┏━━

PR #1749, opened 2022-05-12
add cancel unstake call

GopherJ:


pallets/liquid-staking/src/types.rs
```diff
@@ -101,19 +101,19 @@ impl<Balance: BalanceT + FixedPointOperand> MatchingLedger<Balance> {
         Ok(())
     }
 
-    fn sub_stake_amount(&mut self, amount: Balance) -> DispatchResult {
+    pub fn sub_stake_amount(&mut self, amount: Balance) -> DispatchResult {
         self.total_stake_amount.total = self
             .total_stake_amount
-            .total
+            .free()?
```
MrPai, line 107: in `consolidate_stake`, `total_stake_amount.total` and `total_stake_amount.reserve` will deduct a same amount, if change to 'free()', then `reserve` has been deduct here, it's better to use `total`.

pallets/liquid-staking/src/lib.rs
```diff
@@ -889,6 +894,56 @@ pub mod pallet {
...
+            Unlockings::<T>::try_mutate(&who, |b| -> DispatchResultWithPostInfo {
+                let chunks = b.as_mut().ok_or(Error::<T>::NoUnlockings)?;
+                let mut cancelled: Balance = Zero::zero();
+
+                while let Some(last) = chunks.last_mut() {
+                    if last.era != Self::current_era() + T::BondingDuration::get() + 1
+                        || cancelled >= amount
+                    {
+                        break;
+                    }
```
MrPai, line 916: This may be always `break`, because `last.era` is calculated by `let target_era = Self::current_era() + T::BondingDuration::get() + 1;` however, this two `Self::current_era()` is different.

pallets/liquid-staking/src/types.rs
GopherJ: yes I think I did a bad change, I'd like to deduct the free part but this seems to be a wrong way

pallets/liquid-staking/src/lib.rs
GopherJ: the current `cancel_unstake` only works when users are cancelling in the same era. Because when we advance era, we will start to go to relaychain to bond

MrPai: this may make users confused if we only allow them cancel_unstake in the same era, there are actually 29 eras for an unlocking period, `cancel_unstake` suppose to let them cancel in any era before the last.
but if they found that it doesn't work during era 2~29 and only works in era1. this doesn't make sense.

GopherJ: yes but feel that should be `fast_unstake` domain if we would like to implement feature like that

PR #1750, opened 2022-05-13
more boundary tests && dealing with the amount of accuray loss

rjman-ljm:
https://github.com/parallel-finance/parallel/pull/1750/files#diff-5762a8635cd245e593744b18252164c4157b8fc14bde3921c1a6cf12c6a96b93L178-R198

The logic has changed here
The balance of recipient should be calculated by:
  - stream has reaches the end_time, return remaining_balance
    -  If we calculated by `delta * per_rate_secs`, we will lost some tiny value
      > because per_rate_sec = deposit_amount / duration, there exist some accuracy loss
      > eg. per_rate_secs = `10100000000000 / 13 = 7769230769230.77 ~ 7769230769230`
      > we cannot withdraw all due to `7769230769230 * 13 = 100999999999990 < 101000000000000`
  - stream has not reach the end_time, needs to calculate by `delta * per_rate_secs`
    - stream has not been withdrawn, return `delta * per_rate_secs`
    - stream has been withdrawn some, return `delta * per_rate_secs) - claimed_balance`

### DIFF
--- a/pallets/streaming/src/lib.rs
+++ b/pallets/streaming/src/lib.rs
@@ -456,8 +456,10 @@ impl<T: Config> Pallet<T> {
         let checked_push =
             |registry: &mut Option<BoundedVec<StreamId, T::MaxStreamsCount>>| -> DispatchResult {
                 let mut r = registry.take().unwrap_or_default();
-                r.try_push(stream_id)
-                    .map_err(|_| Error::<T>::ExcessMaxStreamsCount)?;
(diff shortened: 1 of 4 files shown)


GopherJ (approved):

rjman-ljm:
@GopherJ Can I do these changes? I think updating StreamLibrary shouldn't throw any error.

https://github.com/parallel-finance/parallel/pull/1750/commits/628b7752f84a8ca667e0f30120c4e5cc67699bb0

PR #1762, opened 2022-05-17
allow only supported assets for streaming

rjman-ljm:


pallets/streaming/src/lib.rs
```diff
@@ -51,6 +51,8 @@ pub use pallet::*;
 pub mod weights;
 pub use weights::WeightInfo;
 
+pub const MINIMUM_DEPOSIT_AMOUNT: u128 = 10_000_000_000_000_000_000_000;
```
GopherJ, line 54: I guess this will not work for some tokens with decimals 6. We should only allow to create stream if the minimumDeposit is set I guess

rjman-ljm: Okay, it does make it better

GopherJ (approved):

PR #1768, opened 2022-05-27
Filter lp token with only lf enabled

yrong:
see some chain logs as following, to avoid unnecessary match we filter these lp assets out of the scope

```
2022-05-26 10:46:12.441  WARN ThreadId(95) prices::get_lp_vault_asset_price: Could not get price for asset 6000 will fall back to oracle
2022-05-26 10:46:12.443  WARN ThreadId(95) prices::get_lp_vault_asset_price: Could not get price for asset 6001 will fall back to oracle
2022-05-26 10:46:12.449  WARN ThreadId(95) prices::get_lp_vault_asset_price: Could not get price for asset 6001 will fall back to oracle
2022-05-26 10:46:12.813  WARN ThreadId(95) prices::get_lp_vault_asset_price: Could not get price for asset 6002 will fall back to oracle
```

we can wait to merge this pr after integration test finished

### DIFF
--- a/pallets/prices/src/lib.rs
+++ b/pallets/prices/src/lib.rs
@@ -336,7 +336,7 @@ impl<T: Config> PriceFeeder for Pallet<T> {
                     true => Self::get_staking_asset_detail_price(asset_id, mantissa, base_price),
                     false => match is_vault_token(*asset_id) {
                         true => Self::get_vault_asset_detail_price(asset_id, mantissa, base_price),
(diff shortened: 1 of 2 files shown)


GopherJ:
hi @yrong  for this piece of code, I think we can use:

```
if is_lp_token {
  return ..
}

if is_vault_token {
  return..
}
```

this may look better without many `true` and `false

GopherJ (approved):

PR #1779, opened 2022-05-31
improve cancel_unstake

### LINKED ISSUE #1772: Cancel unstake improvement
currently it supports only cancel at the same era. We should support cancel at any era

MrPai:
close #1772


GopherJ (approved):

GopherJ:
it looks good but will maybe need to think about side effects to other parts

GopherJ (changes requested):
@MrPai I think this approach looks vulnerable because matching_pool's stake amount has been modified but no actual stake amount transferred to pallet account.

This will influence claim_for call

GopherJ:
backlog this feature

PR #1782, opened 2022-06-01
Update unit tests for liquidate borrow

alannotnerd:
Original liquidate borrow doesn't contains lf loans. In this pr, we update related unit tests, as well the `init_setup` to add lf collateral.

Changes:
- Rename dollar to unit, because when price chnaged, dollar(1) doesn't present to $1 token.
- Update unit tests with lf collateral


pallets/loans/src/mock.rs
```diff
@@ -432,7 +432,7 @@ pub fn micro_dollar(d: u128) -> u128 {
 }
 
 pub fn million_dollar(d: u128) -> u128 {
```
GopherJ, line 434: million_unit

GopherJ (approved):

Issue #1257, opened 2022-12-25
Show Ratio 


techguruz:
### Is there an existing issue for this?

- [X] I have searched the existing open and closed issues

### Is your feature request related to a problem? Please describe

Would be nice if you could see your ratio and a few other stat maybe user group currently seeding/leeching.

### Describe the solution you'd like

It should be pretty easy to scrape at the very least your ratio but since most trackers use the same framework ratio leeching/seeding should be able to be pulled too maybe even more stuff. Once it has been scraped it could be saved to a database then displayed on the stats page to you can see your upload/download amount and ratio change since the last time you viewed or maybe weekly/monthly scrape so your not constantly hitting the trackers up for that info. 

### Describe alternatives you've considered

I have previously used pt-plugin-pro.

### Anything else?

https://github.com/pt-plugins/PT-Plugin-Plus

[AB#4547](https://dev.azure.com/Servarr/7ab38f4e-5a57-4d70-84f4-94dd9bc5d6df/_workitems/edit/4547)

Qstick:
Covered by #1203

PR #1299, opened 2023-01-07
Fixed: (MyAnonamouse) Added search type options, search in narrator/series as settings

### LINKED ISSUE #810: Add "Search for freeleech only" to MAM

Just want to browse freeleech on prowlarr.

Add option to search for freeleech only on Myanonamouse. This would be the same check box used on Torrentleech and others.

Search page could alternatively have a checkbox for freeleech, or Tracker flags in general

### Anything else?

I can see freeleech flags on the search results page, but no way to filter on that, or to specify before searching.

[AB#2516](https://dev.azure.com/Servarr/7ab38f4e-5a57-4d70-84f4-94dd9bc5d6df/_workitems/edit/2516)

mynameisbogdan:
#### Database Migration
NO

#### Description
- `ExcludeVip` was a little confusing for me, so I replaced it with `SearchType` which contains multiple options to choose from.
Screenshot 2023-01-07 at 19 51 52
- fixed pagination since their API supports it.
- add search in narrator by default, add description and series as settings
- rename title of the setting `Freeleech` to something more descriptive
- show first 5 authors in title, not just the first one
- use description
- removed double slash from links

So far I'm still happy with `DownloadVolumeFactor = item.Free ? 0 : 1`, which should be something like `DownloadVolumeFactor = item.Free ? 0 : item.FreeVip ? 0 : 1` if you're VIP.
I don't know if to use a boolean setting to check `FreeVip` or a date, but since you can buy VIP all the time with bonus points it's a little annoying to always change the date since it's limited to a maximum of days (90 I think). 
Another option would be to do another request first to `/jsonLoad.php` to check for user class if it's VIP...
Would love to hear suggestions on this regard.

Fixes #810

### DIFF
--- a/src/NzbDrone.Core/Indexers/Definitions/MyAnonamouse.cs
+++ b/src/NzbDrone.Core/Indexers/Definitions/MyAnonamouse.cs
@@ -9,6 +9,8 @@ using System.Threading.Tasks;
 using FluentValidation;
 using Newtonsoft.Json;
 using NLog;
+using NzbDrone.Common.Cache;
+using NzbDrone.Common.Extensions;
 using NzbDrone.Common.Http;
 using NzbDrone.Common.Serializer;
 using NzbDrone.Core.Annotations;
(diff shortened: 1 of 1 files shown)


Qstick:
> I don't know if to use a boolean setting to check `FreeVip` or a date, but since you can buy VIP all the time with bonus points it's a little annoying to always change the date since it's limited to a maximum of days (90 I think).
> Another option would be to do another request first to `/jsonLoad.php` to check for user class if it's VIP...
> Would love to hear suggestions on this regard.

Yea, agree, setting the date is a bit of a burden. It would be nice to do this in an automated way. Along the lines of #1257 it would be cool at some point if Prowlarr was aware of user status and ratio and could make decisions based on that, for now I think you'll have to make the separate request. If the extra requests are a problem for user limits we can cache it for a day or more to avoid doing it on every search (similar to what we do with newznab capabilities).

Qstick:
As an additional note, There's also a VipExpiration healthcheck that will look for a setting titled `VipExpiration` on the indexer. If we were to store this in a hidden settings after we grab it, that logic should pick it up and warn the user of expiration 1 week before hand. Eventually it would be nice to auto-grab expiration from newznab indexers that have this setting similar to what you are doing here.

src/NzbDrone.Core/Indexers/Definitions/MyAnonamouse.cs
```diff
@@ -210,84 +213,96 @@ public class MyAnonamouseRequestGenerator : IIndexerRequestGenerator
...
+            {
+                parameters.Add("tor[srchIn][narrator]", "true");
+            }
+
+            if (Settings.SearchInSeries)
+            {
+                parameters.Add("tor[srchIn][series]", "true");
+            }
+
+            if (Settings.SearchInFilenames)
```
Qstick, line 254: Is there any case for always searching in all 3 of these instead of having it user selectable? Just thinking about potential support cases because of varying results. I'm fine leaving it as setting if we think it has value.

Qstick (approved):

src/NzbDrone.Core/Indexers/Definitions/MyAnonamouse.cs
Qstick: Nah, we can leave those. Just trying to think about best reliability out of the box. In many cases users won't go look at the settings, or they start toggling them not knowing what they do then come for support. 

Seems like your fixups are best of both worlds here.

Qstick (approved):

PR #1309, opened 2023-01-09
Fixed: (AvistaZ) Use different timezone offset than the rest

mynameisbogdan:
#### Database Migration
NO

#### Description
AvistaZ was off by a large margin, so let's use the correct timezone offset for it. And in the future `TimezoneOffset` can be overwritten per tracker if needed.

Also some CS fixes, which I'll undo if they aren't necessary. 👍

### DIFF
--- a/src/NzbDrone.Core/Indexers/Definitions/AvistaZ.cs
+++ b/src/NzbDrone.Core/Indexers/Definitions/AvistaZ.cs
@@ -1,6 +1,5 @@
 using System.Collections.Generic;
 using NLog;
-using NzbDrone.Common.Http;
 using NzbDrone.Core.Configuration;
 using NzbDrone.Core.Indexers.Definitions.Avistaz;
 using NzbDrone.Core.Messaging.Events;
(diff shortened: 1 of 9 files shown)


src/NzbDrone.Core/Indexers/Definitions/Avistaz/AvistazBase.cs
```diff
@@ -13,12 +13,12 @@ namespace NzbDrone.Core.Indexers.Definitions.Avistaz
     public abstract class AvistazBase : TorrentIndexerBase<AvistazSettings>
     {
         public override DownloadProtocol Protocol => DownloadProtocol.Torrent;
-        public override string[] IndexerUrls => new string[] { "" };
-        protected virtual string LoginUrl => Settings.BaseUrl + "api/v1/jackett/auth";
+        public override string[] IndexerUrls => new[] { "" };
```
Qstick, line 16: Can we drop this override from the base here to force the need to create it on all derived classes.

src/NzbDrone.Core/Indexers/Definitions/Avistaz/AvistazParser.cs
```diff
@@ -61,7 +58,7 @@ public IList<ReleaseInfo> ParseResponse(IndexerResponse indexerResponse)
                     InfoUrl = details,
                     Guid = details,
                     Categories = cats,
-                    PublishDate = DateTime.Parse(row.CreatedAt + "-05:00").ToUniversalTime(), // Avistaz does not specify a timezone & returns server time
+                    PublishDate = DateTime.Parse($"{row.CreatedAt} {TimezoneOffset}").ToUniversalTime(),
```
Qstick, line 61: Should we convert to use `DateTimeStyles.AdjustToUniversal` in the parse. Docs seem to indicate it's a bit more efficient


> The same effect can be achieved by calling the [DateTime.ToUniversalTime](https://learn.microsoft.com/en-us/dotnet/api/system.datetime.touniversaltime?view=net-7.0) or [DateTimeOffset.ToUniversalTime](https://learn.microsoft.com/en-us/dotnet/api/system.datetimeoffset.touniversaltime?view=net-7.0) method. However, using the [AdjustToUniversal](https://learn.microsoft.com/en-us/dotnet/api/system.globalization.datetimestyles?view=net-7.0#system-globalization-datetimestyles-adjusttouniversal) value with the date and time parsing method is more efficient.

Qstick (changes requested):
Nice cleanup here, looks good. Just a few comments

src/NzbDrone.Core/Indexers/Definitions/AvistaZ.cs
```diff
@@ -10,18 +9,24 @@ namespace NzbDrone.Core.Indexers.Definitions
...
     {
         public override string Name => "AvistaZ";
-        public override string[] IndexerUrls => new string[] { "https://avistaz.to/" };
+        public override string[] IndexerUrls => new[] { "https://avistaz.to/" };
         public override string Description => "Aka AsiaTorrents";
         public override IndexerPrivacy Privacy => IndexerPrivacy.Private;
 
-        public AvistaZ(IIndexerRepository indexerRepository, IIndexerHttpClient httpClient, IEventAggregator eventAggregator, IIndexerStatusService indexerStatusService, IConfigService configService, Logger logger)
+        public AvistaZ(
+            IIndexerRepository indexerRepository,
```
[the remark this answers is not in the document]
Qstick: Yep, your example is spot on, that's in line with what we've been trying to do in code base on all 4 apps. Probably better to follow StyleCop in time, it just makes it more difficult to cherry-pick between the 4 when we start making small tweaks to one. (though in this case that doesn't really apply)

Let's stick with it here, then we can make a change to turn on SA1116 in editorconfig in a separate commit and convert the code base.

Qstick (approved):

PR #1318, opened 2023-01-11
Fixed: (UI) Transpile chart.js to fix blank page on some browsers

mynameisbogdan:
#### Database Migration
NO

#### Description
chart.js v4 supports only modern browsers and so per [their recommendation](https://github.com/chartjs/Chart.js/issues/11028#issuecomment-1378391109) I'm allowing babel to transpile their library.

I'm getting `SyntaxError: Unexpected token '='. Expected an opening '(' before a method's parameter list.` due to code like https://github.com/chartjs/Chart.js/blob/b2b881b9b104c4ce0699c64d8037c4b7fa7cae3e/src/core/core.datasetController.js#L224-L229

Related: chartjs/Chart.js#11028

Fixing the regex for extensions as well since I don't think you're planning to support `.j` files.

### DIFF
--- a/frontend/build/webpack.config.js
+++ b/frontend/build/webpack.config.js
@@ -142,8 +142,8 @@ module.exports = (env) => {
     module: {
       rules: [
         {
-          test: /\.js?$/,
-          exclude: /(node_modules|JsLibraries)/,
+          test: /\.jsx?$/,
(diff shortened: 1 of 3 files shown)


Qstick (approved):
But I was planning to re-write the UI with `.j` :D

Thanks

Qstick:
At what point do you think we stop worrying about ES6 compat?

PR #1324, opened 2023-01-14
Fixed: (SpeedCD) Add wildcard to season in tvsearch, add freeleech toggle, improve query selectors

mynameisbogdan:
Database Migration
YES - 25

#### Description
- `tvsearch` was searching only by `imdbid` returning all seasons and episodes available, and changed to if you search season `S02` it will lookup for `imdbid S02*` or `tvshow S02*`, `*` being wildcard. 
- Same for episode, thus if you search an episode it will return only that episode.
- I should mention that I left the wildcard for episodes too, since the worst that could happen is to return E10X for E10 and so on.

Hope it makes sense.

### DIFF
--- a/src/NzbDrone.Core/Indexers/Definitions/SpeedCD.cs
+++ b/src/NzbDrone.Core/Indexers/Definitions/SpeedCD.cs
@@ -7,7 +7,6 @@ using System.Text;
 using System.Text.RegularExpressions;
 using System.Threading.Tasks;
 using AngleSharp.Html.Parser;
-using FluentValidation;
 using NLog;
 using NzbDrone.Common.Extensions;
 using NzbDrone.Common.Http;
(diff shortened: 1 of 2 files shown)


src/NzbDrone.Core/Indexers/Definitions/SpeedCD.cs
```diff
@@ -19,14 +18,13 @@
 using NzbDrone.Core.Messaging.Events;
 using NzbDrone.Core.Parser;
 using NzbDrone.Core.Parser.Model;
-using NzbDrone.Core.Validation;
 
 namespace NzbDrone.Core.Indexers.Definitions
 {
-    public class SpeedCD : TorrentIndexerBase<UserPassTorrentBaseSettings>
+    public class SpeedCD : TorrentIndexerBase<SpeedCDSettings>
```
Qstick, line 24: This will need a DB migration since it's changing the ConfigContract for the Indexer. All else looks good here.

Qstick: Yep, that works

Qstick (approved):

┗━━

● TASK BRIEF
From the records above, quote only the lines running from the line with "PR #1768, opened 2022-05-27" to the line with "it looks good", both lines included.

● RESPONSE BELOW
PR #1768, opened 2022-05-27
Filter lp token with only lf enabled

yrong:
see some chain logs as following, to avoid unnecessary match we filter these lp assets out of the scope

```
2022-05-26 10:46:12.441  WARN ThreadId(95) prices::get_lp_vault_asset_price: Could not get price for asset 6000 will fall back to oracle
2022-05-26 10:46:12.443  WARN ThreadId(95) prices::get_lp_vault_asset_price: Could not get price for asset 6001 will fall back to oracle
2022-05-26 10:46:12.449  WARN ThreadId(95) prices::get_lp_vault_asset_price: Could not get price for asset 6001 will fall back to oracle
2022-05-26 10:46:12.813  WARN ThreadId(95) prices::get_lp_vault_asset_price: Could not get price for asset 6002 will fall back to oracle
```

we can wait to merge this pr after integration test finished

### DIFF
--- a/pallets/prices/src/lib.rs
+++ b/pallets/prices/src/lib.rs
@@ -336,7 +336,7 @@ impl<T: Config> PriceFeeder for Pallet<T> {
                     true => Self::get_staking_asset_detail_price(asset_id, mantissa, base_price),
                     false => match is_vault_token(*asset_id) {
                         true => Self::get_vault_asset_detail_price(asset_id, mantissa, base_price),
(diff shortened: 1 of 2 files shown)


GopherJ:
hi @yrong  for this piece of code, I think we can use:

```
if is_lp_token {
  return ..
}

if is_vault_token {
  return..
}
```

this may look better without many `true` and `false

GopherJ (approved):

PR #1779, opened 2022-05-31
improve cancel_unstake

### LINKED ISSUE #1772: Cancel unstake improvement
currently it supports only cancel at the same era. We should support cancel at any era

MrPai:
close #1772


GopherJ (approved):

GopherJ:
it looks good but will maybe need to think about side effects to other parts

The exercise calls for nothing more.